Procédure devant la Cour :
Par une requête, enregistrée le 17 mars 2017, et un mémoire du 31 mai 2017, le préfet du Var demande à la Cour d'annuler ce jugement du 17 février 2017 du tribunal administratif de Toulon.
Il soutient que :
- M. A... n'aurait pas dû être considéré comme un mineur isolé et bénéficier d'un placement auprès du service de l'aide sociale à l'enfance dans la mesure où son père séjourne régulièrement en France depuis 1970 ;
- le caractère réel et sérieux de sa formation fait défaut, et les éléments retenus par les premiers juges sont postérieurs à son arrêté, de sorte qu'il n'y a pas d'atteinte disproportionnée à son droit au respect de sa vie privée et familiale.
Par un mémoire en défense, enregistré le 3 mai 2017, M. A..., représenté par Me C..., conclut au rejet de la requête du préfet et à la condamnation de l'Etat à lui verser la somme de 2 000 euros au titre de l'article L. 761-1 du code de justice administrative.
Il soutient que les moyens de la requête du préfet ne sont pas fondés.

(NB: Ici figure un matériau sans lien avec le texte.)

PR #278, opened 2026-06-08
fix(pg-delta): order dependent view drops before column type rewrites

avallete:
## Summary

Fixes ordering of schema changes when a column type is altered in place and dependent views exist. Views must be dropped before the column type rewrite and recreated after, since the rewrite invalidates the view's definition.

## Changes

- **Added `invalidates` property to `BaseChange`**: A new getter that returns stable identifiers of objects that are mutated in place. Unlike `drops`, the object keeps its identity but its dependents must be torn down and rebuilt around the mutation.

- **Implemented `invalidates` in `AlterTableAlterColumnType`**: Reports the column being altered as invalidated, since `ALTER COLUMN ... TYPE` rewrites the column in place and breaks dependent views.

- **Updated graph builder to handle invalidations**: In the drop phase, invalidated ids are treated like dropped ids for ordering purposes — dependents are ordered before the mutation, ensuring views are dropped before the column type change.

- **Added test coverage**: 
  - Unit test in `sort-changes.test.ts` verifying correct ordering: `DropView` → `AlterTableAlterColumnType` → `CreateView`
  - Integration test in `alter-table-operations.test.ts` validating the full roundtrip with actual database operations

- **Added changeset** for patch release

## Implementation Details

The `invalidates` mechanism is distinct from `drops`:
- `drops`: Object is removed entirely; phase assignment, filtering, and serialization all change
- `invalidates`: Object is mutated in place; only ordering is affected via the dependency graph

This allows the sorter to use `pg_depend` edges to order dependent teardowns before the mutation, without changing how the mutation itself is classified or serialized.

https://claude.ai/code/session_01Fnhs5Jt3LhiLQzF1c8JguH


avallete:
Closing in favor of: https://github.com/supabase/pg-toolbelt/pull/273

Vu les autres pièces du dossier.
Vu :
- le code de l'entrée et du séjour des étrangers et du droit d'asile ;
- l'accord franco-tunisien du 17 mars 1988 modifié en matière de séjour et de travail ;
- le code des relations entre le public et l'administration ;
- le code de justice administrative.
La présidente de la Cour a désigné Mme Évelyne Paix, président assesseur, pour présider par intérim la 3ème chambre de la cour administrative de Marseille.
Les parties ont été régulièrement averties du jour de l'audience.
Ont été entendus au cours de l'audience publique :
- le rapport de M. Sauveplane,
- les conclusions de M. Ouillon, rapporteur public,
- et les observations de Me C... représentant M. A....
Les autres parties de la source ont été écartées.